Saved data entries

PR #34, opened 2024-09-27
api: add the ability to remotely shutoff clients

mattklein123:
This is known as the "client kill" mechanism. There are two different paths, both leading to the client being disabled with no network connection to the SaaS for some period of time:
1. The client receives an unauthenticated response.
2. The client receives a specific runtime generic kill update which can be more targeted.

The client will persist a file with a wakeup time after which the client will come back online and attempt to contact the server again.

Fixes BIT-3577

### DIFF
--- a/bd-api/src/api.rs
+++ b/bd-api/src/api.rs
@@ -27,12 +27,13 @@ use anyhow::anyhow;
 use backoff::backoff::Backoff;
 use backoff::exponential::{ExponentialBackoff, ExponentialBackoffBuilder};
 use backoff::SystemClock;
+use bd_client_common::file::{read_compressed_protobuf, write_compressed_protobuf};
+use bd_client_common::zlib::DEFAULT_MOBILE_ZLIB_COMPRESSION_LEVEL;
 use bd_client_stats_store::{Counter, CounterWrapper, Scope};
 use bd_grpc_codec::{
   Compression,
   Encoder,
   OptimizeFor,
-  DEFAULT_MOBILE_ZLIB_COMPRESSION_LEVEL,
   GRPC_ACCEPT_ENCODING_HEADER,
   GRPC_ENCODING_DEFLATE,
   GRPC_ENCODING_HEADER,
@@ -47,6 +48,7 @@ use bd_proto::protos::client::api::{
   handshake_response,
   ApiRequest,
   ApiResponse,
+  ClientKillFile,
   ConfigurationUpdateAck,
   HandshakeRequest,
   PingRequest,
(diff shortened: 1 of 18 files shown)


mattklein123:
I just realized that during initial development this is going to be annoying. Maybe we need to make the warning more explicit? Let me know what you think.

bd-api/src/api.rs
```diff
@@ -377,9 +406,88 @@ impl Api {
...
+    Ok(Some(OffsetDateTime::from_unix_timestamp(kill_until)?))
+  }
+
+  async fn write_kill_file(&mut self, duration: Duration) -> anyhow::Result<()> {
+    self.client_killed = true;
+
+    // In order to have basic protection around IO errors we will zlib "compress" the kill file
+    // primarily as a free way to get the CRC.
+    let kill_until = self.time_provider.now() + duration;
+    let mut encoder = ZlibEncoder::new(Vec::new(), flate2::Compression::new(3));
```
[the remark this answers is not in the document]
mattklein123: Sure will do.

bd-api/src/api.rs
```diff
@@ -377,9 +405,103 @@ impl Api {
...
+          "kill file exists and is still active ({} remaining), killing client",
+          kill_until_time - self.time_provider.now()
+        );
+        log::warn!(
+          "Attention: The SDK has been force disabled due to either a previous authentication \
+           failure or a remote server configuration. Double check your API key or contact support."
+        );
+        self.client_killed = true;
+      } else {
+        // Delete the kill file if the kill duration has passed. This will allow the client to
```
snowp, line 458: Maybe note that we also wipe the file if the API key changes?

bd-client-common/src/file.rs
```diff
@@ -0,0 +1,41 @@
...
+  // issue, or some other problem. We use zlib for compression which includes a CRC at the end
+  // so as long as the file is not empty we can be sure that the data is not corrupted.
+  if compressed_bytes.is_empty() {
+    anyhow::bail!("unexpected empty file");
+  }
+
+  // The files are likely not large enough to deal with streaming decompression on top of flate2.
+  // For now we just read the entire thing and then decompress it in memory. We can consider
+  // streaming later.
+  let mut decoder = ZlibDecoder::new(compressed_bytes);
```
snowp, line 37: This is probably old code but can we pass a Reader to the decoder so that we don't have to pull the whole file contents into memory? 

Same above /w using write_to_writer instead of `write_to_bytes`

snowp (approved):
Couple small comments but overall LGTM

bd-client-common/src/file.rs
mattklein123: The problem ends up being async vs not. We would need an adapter to use this code from async and I don't think it's worth it given the comment here about file sizes not being very large. I think we could fix this in the future if we ever deal with larger files.

bd-api/src/api.rs
mattklein123: Will do.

◆ TASK TO CARRY OUT: Please copy only these lines, exactly: the first line of the records through the line containing "use backoff::SystemClock;", ends included.

◆ WORKED SOLUTION:
PR #34, opened 2024-09-27
api: add the ability to remotely shutoff clients

mattklein123:
This is known as the "client kill" mechanism. There are two different paths, both leading to the client being disabled with no network connection to the SaaS for some period of time:
1. The client receives an unauthenticated response.
2. The client receives a specific runtime generic kill update which can be more targeted.

The client will persist a file with a wakeup time after which the client will come back online and attempt to contact the server again.

Fixes BIT-3577

### DIFF
--- a/bd-api/src/api.rs
+++ b/bd-api/src/api.rs
@@ -27,12 +27,13 @@ use anyhow::anyhow;
 use backoff::backoff::Backoff;
 use backoff::exponential::{ExponentialBackoff, ExponentialBackoffBuilder};
 use backoff::SystemClock;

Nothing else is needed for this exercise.